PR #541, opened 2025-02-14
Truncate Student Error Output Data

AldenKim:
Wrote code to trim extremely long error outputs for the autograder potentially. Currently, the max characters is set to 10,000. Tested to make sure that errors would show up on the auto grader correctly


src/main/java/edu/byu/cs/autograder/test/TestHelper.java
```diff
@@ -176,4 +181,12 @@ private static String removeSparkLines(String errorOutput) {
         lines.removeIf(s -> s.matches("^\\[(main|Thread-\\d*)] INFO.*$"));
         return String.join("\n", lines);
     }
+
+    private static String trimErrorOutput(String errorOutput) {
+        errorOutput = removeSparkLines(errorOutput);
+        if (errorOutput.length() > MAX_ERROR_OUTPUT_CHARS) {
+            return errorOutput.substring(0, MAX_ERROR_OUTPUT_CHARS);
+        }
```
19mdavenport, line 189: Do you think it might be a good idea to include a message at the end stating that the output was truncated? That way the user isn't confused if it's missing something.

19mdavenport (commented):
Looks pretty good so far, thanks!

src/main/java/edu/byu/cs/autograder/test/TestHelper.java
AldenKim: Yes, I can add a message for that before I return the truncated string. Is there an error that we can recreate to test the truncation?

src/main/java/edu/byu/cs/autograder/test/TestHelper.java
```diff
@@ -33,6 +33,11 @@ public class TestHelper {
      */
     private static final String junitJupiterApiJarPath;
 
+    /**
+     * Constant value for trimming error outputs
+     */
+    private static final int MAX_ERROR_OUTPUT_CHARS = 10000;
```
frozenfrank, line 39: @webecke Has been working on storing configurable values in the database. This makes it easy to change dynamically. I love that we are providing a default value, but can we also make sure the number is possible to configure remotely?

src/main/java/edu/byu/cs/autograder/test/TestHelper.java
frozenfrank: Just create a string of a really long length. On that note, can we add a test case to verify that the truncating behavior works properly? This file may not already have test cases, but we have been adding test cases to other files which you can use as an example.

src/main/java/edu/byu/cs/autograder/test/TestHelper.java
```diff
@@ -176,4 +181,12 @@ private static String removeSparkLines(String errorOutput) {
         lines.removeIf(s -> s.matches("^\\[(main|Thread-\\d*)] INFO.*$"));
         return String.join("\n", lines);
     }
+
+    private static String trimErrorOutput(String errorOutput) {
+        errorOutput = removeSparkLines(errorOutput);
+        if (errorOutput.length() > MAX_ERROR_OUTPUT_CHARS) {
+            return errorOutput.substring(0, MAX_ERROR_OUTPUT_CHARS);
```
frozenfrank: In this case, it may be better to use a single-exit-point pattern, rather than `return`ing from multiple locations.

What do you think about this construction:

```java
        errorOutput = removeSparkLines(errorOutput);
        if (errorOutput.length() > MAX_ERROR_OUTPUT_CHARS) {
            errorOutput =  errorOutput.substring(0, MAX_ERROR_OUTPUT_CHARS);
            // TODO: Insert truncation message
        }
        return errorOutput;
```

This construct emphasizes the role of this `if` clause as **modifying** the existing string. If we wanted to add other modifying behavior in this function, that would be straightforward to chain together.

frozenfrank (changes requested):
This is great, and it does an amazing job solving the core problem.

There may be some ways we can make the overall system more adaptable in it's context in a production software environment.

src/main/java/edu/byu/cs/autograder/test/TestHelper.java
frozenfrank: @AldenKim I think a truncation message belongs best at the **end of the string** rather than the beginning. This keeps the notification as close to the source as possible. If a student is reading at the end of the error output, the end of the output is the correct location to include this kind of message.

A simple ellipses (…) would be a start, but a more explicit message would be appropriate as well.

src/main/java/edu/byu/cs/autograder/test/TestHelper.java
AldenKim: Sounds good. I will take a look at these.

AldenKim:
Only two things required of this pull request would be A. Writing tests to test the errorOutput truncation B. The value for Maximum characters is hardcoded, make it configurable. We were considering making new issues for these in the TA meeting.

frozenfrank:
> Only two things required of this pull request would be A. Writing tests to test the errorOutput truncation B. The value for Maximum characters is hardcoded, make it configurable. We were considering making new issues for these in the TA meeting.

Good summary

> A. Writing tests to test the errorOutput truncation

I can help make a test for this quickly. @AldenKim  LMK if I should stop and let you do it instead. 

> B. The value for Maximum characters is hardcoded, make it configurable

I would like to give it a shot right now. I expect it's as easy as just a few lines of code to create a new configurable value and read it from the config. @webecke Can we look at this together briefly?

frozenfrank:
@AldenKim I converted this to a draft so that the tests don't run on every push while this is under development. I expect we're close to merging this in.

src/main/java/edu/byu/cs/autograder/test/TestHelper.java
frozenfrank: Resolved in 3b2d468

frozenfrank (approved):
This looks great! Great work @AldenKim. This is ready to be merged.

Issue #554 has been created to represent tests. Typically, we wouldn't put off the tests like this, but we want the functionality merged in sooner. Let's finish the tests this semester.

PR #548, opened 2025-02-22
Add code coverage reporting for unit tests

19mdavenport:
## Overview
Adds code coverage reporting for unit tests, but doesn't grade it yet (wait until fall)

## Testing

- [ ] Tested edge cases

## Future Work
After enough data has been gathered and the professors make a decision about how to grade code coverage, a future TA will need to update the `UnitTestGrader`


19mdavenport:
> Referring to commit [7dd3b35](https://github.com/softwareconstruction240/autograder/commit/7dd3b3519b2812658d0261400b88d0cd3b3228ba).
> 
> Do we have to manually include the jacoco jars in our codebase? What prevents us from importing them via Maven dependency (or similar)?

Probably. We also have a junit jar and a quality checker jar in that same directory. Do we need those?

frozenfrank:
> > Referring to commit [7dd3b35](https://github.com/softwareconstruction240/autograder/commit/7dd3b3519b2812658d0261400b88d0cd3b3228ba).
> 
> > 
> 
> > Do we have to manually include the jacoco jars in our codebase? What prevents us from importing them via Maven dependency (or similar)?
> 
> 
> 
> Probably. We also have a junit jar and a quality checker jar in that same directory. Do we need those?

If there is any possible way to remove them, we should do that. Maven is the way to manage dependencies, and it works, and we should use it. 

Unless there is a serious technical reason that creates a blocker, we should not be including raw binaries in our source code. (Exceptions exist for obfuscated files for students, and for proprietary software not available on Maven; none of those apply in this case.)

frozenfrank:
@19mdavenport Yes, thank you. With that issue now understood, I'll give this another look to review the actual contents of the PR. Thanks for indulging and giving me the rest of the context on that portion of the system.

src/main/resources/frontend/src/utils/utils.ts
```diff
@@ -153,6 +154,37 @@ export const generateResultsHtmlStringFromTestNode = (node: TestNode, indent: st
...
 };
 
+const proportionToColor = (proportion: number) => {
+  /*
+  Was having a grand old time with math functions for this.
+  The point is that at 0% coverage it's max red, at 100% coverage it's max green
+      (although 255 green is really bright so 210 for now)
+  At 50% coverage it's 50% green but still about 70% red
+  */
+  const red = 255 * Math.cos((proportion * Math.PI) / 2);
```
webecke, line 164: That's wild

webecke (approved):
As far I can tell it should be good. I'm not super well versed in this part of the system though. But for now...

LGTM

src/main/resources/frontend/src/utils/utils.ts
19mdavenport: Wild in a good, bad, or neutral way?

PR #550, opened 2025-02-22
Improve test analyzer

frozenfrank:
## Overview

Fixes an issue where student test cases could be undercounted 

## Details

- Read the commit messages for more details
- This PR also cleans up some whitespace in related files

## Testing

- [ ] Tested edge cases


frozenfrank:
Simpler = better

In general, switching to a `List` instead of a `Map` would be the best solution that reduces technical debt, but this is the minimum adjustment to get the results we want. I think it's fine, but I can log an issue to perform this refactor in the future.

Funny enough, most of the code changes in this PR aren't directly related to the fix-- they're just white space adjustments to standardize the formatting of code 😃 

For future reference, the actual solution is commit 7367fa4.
○ ○ ○ ○ ○ ○ ○
EXERCISE BRIEF.
If a line in the entries holds the string "outputs", copy it.

ANSWER TO THE EXERCISE.
Wrote code to trim extremely long error outputs for the autograder potentially. Currently, the max characters is set to 10,000. Tested to make sure that errors would show up on the auto grader correctly
+     * Constant value for trimming error outputs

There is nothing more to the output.